I presume your third acceleration you refer to is the one prior to the experiment which causes the liquid to form a free surface in the first place. I also wonder why the scenario doesn't use g/sqrt2 - which is an easily physically realisable frame rotation and makes the answer much more intuitive

[studiot]

 

I presume your third acceleration you refer to is the one prior to the experiment which causes the liquid to form a free surface in the first place.

 

Interesting way to put it, but yes the liquid is at all times subject to the third acceleration.

[DimaMazin]

 

I did. There is nothing called gm there. So I ask again: what is gm?

My calculation was wrong.

gm is gravitational force. I did liquid acceleration but the free surface isn't perpendicular to acceleration direction because gravitational force works there. We should take gm or simple 'g' for the calculation.

[swansont]

There is no gravitational force mentioned in the OP.

[studiot]

Without gravity the words horizontal and vertical have no meaning.

[koolman]

But there is gravity

[studiot]

 

samagra

But there is gravity

 

So what about a statement of the problem to include all the facts?

Followed by your revised solution?

 

All the facts include the assumption both imatfaal and I made that the vertical acceleration is upwards.

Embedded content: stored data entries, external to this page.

PR #9320, opened 2025-04-11
Re-use common env variables in dev env

bsekachev:
### Motivation and context
Webpack uses `CVAT_UI_HOST` and `CVAT_UI_PORT`
Server uses `UI_HOST` and `UI_PORT`.

This patch removes the duplication. 

Additionally webpack dev server may be initialized by `CVAT_HOST` now. 

### Checklist

### License

### DIFF
--- a/cvat-ui/package.json
+++ b/cvat-ui/package.json
@@ -5,7 +5,7 @@
   "main": "src/index.tsx",
   "scripts": {
     "build": "webpack --config ./webpack.config.js",
-    "start": "webpack serve --env API_URL=http://localhost:7000 --config ./webpack.config.js --mode=development",
+    "start": "webpack serve --env API_URL=\"http://${CVAT_HOST:-'localhost'}:7000\" --config ./webpack.config.js --mode=development",
     "type-check": "tsc --noEmit",
     "type-check:watch": "yarn run type-check --watch",
     "lint": "eslint './src/**/*.{ts,tsx}'",
--- a/cvat/settings/development.py
+++ b/cvat/settings/development.py
@@ -19,14 +19,14 @@ ALLOWED_HOSTS.append("testserver")
 SENDFILE_BACKEND = "django_sendfile.backends.development"
 
 # Cross-Origin Resource Sharing settings for CVAT UI
-UI_SCHEME = os.environ.get("UI_SCHEME", "http")
-UI_HOST = os.environ.get("UI_HOST", "localhost")
-UI_PORT = os.environ.get("UI_PORT", 3000)
+CVAT_UI_SCHEME = os.environ.get("CVAT_UI_SCHEME", "http")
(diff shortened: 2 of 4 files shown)


cvat/settings/development.py
```diff
@@ -19,14 +19,14 @@
 SENDFILE_BACKEND = "django_sendfile.backends.development"
 
 # Cross-Origin Resource Sharing settings for CVAT UI
-UI_SCHEME = os.environ.get("UI_SCHEME", "http")
-UI_HOST = os.environ.get("UI_HOST", "localhost")
-UI_PORT = os.environ.get("UI_PORT", 3000)
+CVAT_UI_SCHEME = os.environ.get("CVAT_UI_SCHEME", "http")
+CVAT_UI_HOST = os.environ.get("CVAT_UI_HOST", "localhost")
+CVAT_UI_PORT = os.environ.get("CVAT_UI_PORT", 3000)
```
SpecLad, line 24: The environment variable renaming looks good to me, but I think the Python variables should keep their old name. We usually don't use the `CVAT_` prefix for setting names (since they all belong to CVAT).

cvat-ui/package.json
```diff
@@ -5,7 +5,7 @@
   "main": "src/index.tsx",
   "scripts": {
     "build": "webpack --config ./webpack.config.js",
-    "start": "webpack serve --env API_URL=http://localhost:7000 --config ./webpack.config.js --mode=development",
+    "start": "webpack serve --env API_URL=\"http://${CVAT_HOST:-'localhost'}:7000\" --config ./webpack.config.js --mode=development",
```
SpecLad, line 8: When is the backend not on localhost (in a development environment)?

bsekachev: I setup dev env on VPS and trying to adjust settings to this case

bsekachev: If leaving API_URL as `localhost`, it generally works, but at the same time leads to some issues:
e.g. logo URL or dataset export URLs returned with `localhost:7000/../..` what will not work in case with remote development

cvat/settings/development.py
bsekachev: As these vars are development specific, it is not really convenient to have just `UI_HOST` and `UI_PORT` as they are quite abstract for shared environment. 

> We usually don't use the CVAT_ prefix for setting names

I would not say about "usual" here.

- CVAT_SERVERLESS
- CVAT_POSTGRES_PASSWORD
- CVAT_DATASET_CACHE_TTL
- CVAT_VERSION
- CVAT_NUCLIO_HOST

and many more may be found.

SpecLad: Of these, only `CVAT_BASE_URL` and `CVAT_HOST` are setting names (and I'd argue they shouldn't be...).

bsekachev: Oh, you told only about setting names
I though about env names

SpecLad (approved):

This is important since the answer is different if it is downwards.

 

You have been told that both gravity and the vertical acceleration play a part in this so

 

over to you?

[DimaMazin]

Let's consider triangle ABC

g + 0.5g=1.5g is AC

0.5g is CB

C is right angle

We have to find angle (90 - B).

 

tan(B)=1.5/0.5=3

B=71.56505 degrees

 

90-B = 18.4349488 degrees

Simpler we have to find angle A

tan(A)=0.5/1.5=0.333333333333333333333333333333333333

A=18.4349488 degrees

Edited January 5, 2016 by DimaMazin

[swansont]

Th acceleration in both the vertical and horizontal directions is g/2

[DimaMazin]

Th acceleration in both the vertical and horizontal directions is g/2

I know that. But there is antigravitational acceleration 'g' which is caused by absence of freefall.And which is vertical.

[swansont]

I know that. But there is antigravitational acceleration 'g' which is caused by absence of freefall.And which is vertical.

 

 

Huh?

[studiot]

There is something of a sign convention issue here, amongst all the other missing items the OP did not tell us.

 

 

It is given a horizontal acceleration g/2 and a vertical acceleration g/2 .

 

What does this mean?

 

Does it mean the vertical acceleration is in the same direction as gravity (downwards) since it has the same sign?

 

In which case the total vertical acceleration = g + g/2 and downwards is positive.

 

Or was it badly worded and in fact the additional vertical acceleration is upwards, which makes more sense, and numerically equal to -g/2.

 

With a downwards positive convention this makes the total vert accel = g - g/2

This is the calculation imatfaal and I used.

 

Or with an upwards positive convention the accel is g/2 - g = -g/2

[DimaMazin]

There is something of a sign convention issue here, amongst all the other missing items the OP did not tell us.

 

 

What does this mean?

 

Does it mean the vertical acceleration is in the same direction as gravity (downwards) since it has the same sign?

 

In which case the total vertical acceleration = g + g/2 and downwards is positive.

 

Or was it badly worded and in fact the additional vertical acceleration is upwards, which makes more sense, and numerically equal to -g/2.

 

With a downwards positive convention this makes the total vert accel = g - g/2

This is the calculation imatfaal and I used.

 

Or with an upwards positive convention the accel is g/2 - g = -g/2

We have only one variant here. 'g' is local acceleration which creates the horizon . I have made correct math for it.